26 U.S.C. sec. 883(a)(1) (1988).

          Prior to its amendment in 1986, subsection 883(a)(1)
stated:
     
               (a)  Income of foreign corporations from
ships and aircraft. -- The following items shall not be included in
gross income of a foreign corporation, and shall be exempt from
taxation under this subtitle: [para.] (1) Ships under foreign flag.
-- Earnings derived from the operation of a ship or ships
documented under the laws of a foreign country which grants an
equivalent exemption to citizens of the United States and to
corporations organized in the United States.  

26 U.S.C. sec. 883(a)(1), amended by Pub. L. 99-514, sec.
1212(c)(3)-(5), 100 Stat. 2538 (Oct. 22, 1986).

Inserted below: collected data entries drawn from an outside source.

PR #2201, opened 2024-12-12
source-mysql: Fix primary-key update logic when applied to only-changes bindings

willdonnelly:
**Description:**

We recently (in https://github.com/estuary/connectors/pull/2185) added some logic to `source-mysql` which detects row update events which modify the collection key of the row. Or more pedantically, it detects row updates which modify the value of "whatever columns we consider the row key to be made of", which is almost always the collection key.

_(We play a little fast-and-loose with the concepts at times and it works out because in practice nobody ever sets the collection key to something other than the source DB primary key or tries to tells us to backfill using some other key distinct from the collection key. In fact we should probably deprecate the ability to have a backfill key distinct from the collection key since it's an undocumented backwards-compatibility feature from years ago and I bet nobody is actually using it)._

This distinction matters because in the past bindings with the `"Only Changes"` backfill mode haven't needed to care what the backfill key / scan key / collection key / whatever-you-want-to-call-it is set to, and so we haven't even initialized that state property for such bindings. They go straight from pending to active and don't set `KeyColumns` along the way.

But now, we need to detect update events which modify the row's key, even if they're on an `"Only Changes"` binding. This means that either we need to add entirely new plumbing into the replication logic for "what properties correspond to the collection key", or we need to just accept that this is already what `KeyColumns` holds and therefore it's a bug that we're not setting it on only-changes bindings.

I have opted to go with the latter solution because it's simpler and feels more elegant anyway.

**Workflow steps:**

No user action is required, and the new primary-key update logic in MySQL should now work reliably for only-changes bindings going forward.

**Notes for reviewers:**

This PR is pretty small but if you find it at all confusing it might be clearer when viewed commit-by-commit. It has three parts:

1. A test case demonstrating the issue and eventual fixed behavior.
2. A small refactoring of the `activatePendingStreams` so that any future only-changes bindings will have a correctly initialized `KeyColumns` property.
3. A bit of temporary migration logic in `reconcileStateWithBindings` which identifies preexisting only-changes bindings which are already active with a nil `KeyColumns` and fills in the appropriate value. This can be removed in the near future after it's had a chance to run everywhere that matters.

- - -
This change is [Reviewable](https://reviewable.io/reviews/estuary/connectors/2201)

### DIFF
--- a/source-mysql/.snapshots/TestPrimaryKeyUpdateOfOnlyChangesBinding
+++ b/source-mysql/.snapshots/TestPrimaryKeyUpdateOfOnlyChangesBinding
@@ -1,13 +1,15 @@
 # ================================
-# Collection "acmeCo/test/test_primarykeyupdateofonlychangesbinding_51329336": 5 Documents
+# Collection "acmeCo/test/test_primarykeyupdateofonlychangesbinding_51329336": 7 Documents
 # ================================
 {"_meta":{"op":"c","source":{"ts_ms":1111111111111,"schema":"test","table":"PrimaryKeyUpdateOfOnlyChangesBinding_51329336","cursor":"binlog.000123:56789:123","txid":"11111111-1111-1111-1111-111111111111:111"}},"data":"three","id":3}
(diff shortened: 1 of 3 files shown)


williamhbaker (approved):
LGTM

PR #2202, opened 2024-12-12
source-postgres: Support CDC without watermarks

willdonnelly:
**Description:**

This PR replaces the PostgreSQL CDC fence logic which was previously based on detection of our own watermark writes with some new (actually heavily copied from MySQL) fence logic based entirely on WAL LSN positions.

          The amendments to subsection 883(a)(1), effective for tax
years after December 31, 1986, simply change the focus for the
exemption from the country of the ship's documentation to the
country of the corporation's organization.  This change does not
affect the section 883 analysis for OBS because all of OSG's
foreign shipping subsidiaries that the auditor included as part of
the unitary group both are organized under the laws of a foreign
country that grants an equivalent exemption and own or operate
ships documented under a country that grants an equivalent
exemption.


Footnote 4:

     The MTC is a restatement of the Uniform Division of Income for
Tax Purposes Act (UDITPA), which was adopted in Alaska in 1959, but
was then repealed in 1975.  See State, Dep't of Revenue v. Amoco
Prod. Co., 676 P.2d 595, 598 & n.3 (Alaska 1984).


Footnote 5:

     AS 43.20.021(a) provides that "[s]ections 26 U.S.C. 1-1399 and
6001-7872 (Internal Revenue Code), as amended, are adopted by
reference as a part of this chapter.  These portions of the
Internal Revenue Code have full force and effect under this chapter
unless excepted to or modified by other provisions of this
chapter." 


Footnote 6:

     We independently review the merits of an administrative
decision.  Handley v. State, Dep't of Revenue, 838 P.2d 1231, 1233
(Alaska 1992).  No deference is given to the superior court's
decision when that court acts as an intermediate court of appeal.
Id.

          The interpretation of a tax statute is a question of law
for which we have articulated two standards of review.  We have
distinguished between the rational basis test for questions of law
involving agency expertise, and the substitution of judgment
standard for questions of law that do not involve agency expertise. 
Earth Resources Co. v. State, Dep't of Revenue, 665 P.2d 960, 964-
65 (Alaska 1983). 
 
          In this case, we must determine whether a particular IRC
provision is excepted to or modified by the ANITA.  This is a
matter of pure statutory construction which is not within the
particular expertise of the agency and which requires us to
exercise our independent judgment.  We have previously held that
where the issues to be resolved "'turn on statutory interpretation,
the knowledge and expertise of the agency is not conclusive of the
intent of the legislature in passing a statute.'"  Tesoro Alaska
Petroleum Co. v. Kenai Pipe Line Co., 746 P.2d 896, 904 (Alaska
1987) (citation omitted).  We therefore substitute our judgment for
that of DOR.


Footnote 7:

     Two amici curiae, the Alaska Visitors Association (AVA) and
North West Cruiseship Association (NWCA), filed briefs supporting
OBS's position on this issue.      


Footnote 8:

     A corporation's "worldwide"income is all of its business
income, whether it was earned inside or outside of Alaska; in
essence, worldwide income is pre-tax income (determined without
deducting income taxes assessed by other jurisdictions).  AS
43.20.065; see Gulf Oil Corp. v. State, Dep't of Revenue, 755 P.2d
372, 375 (Alaska 1988).  


Footnote 9:

     These three factors are fractions; each is calculated by
dividing the in-state amount of the taxpayer's subject business
activity by the worldwide amount of the taxpayer's subject
activity.  AS 43.19.010, art. IV,  10, 13, 15.  For example, the
property factor is calculated by dividing the average value of the
taxpayer's property owned or rented and used in Alaska during the
tax period by the average value of all of its property owned or
rented and used during that period.  AS 43.19.010, art. IV,  10.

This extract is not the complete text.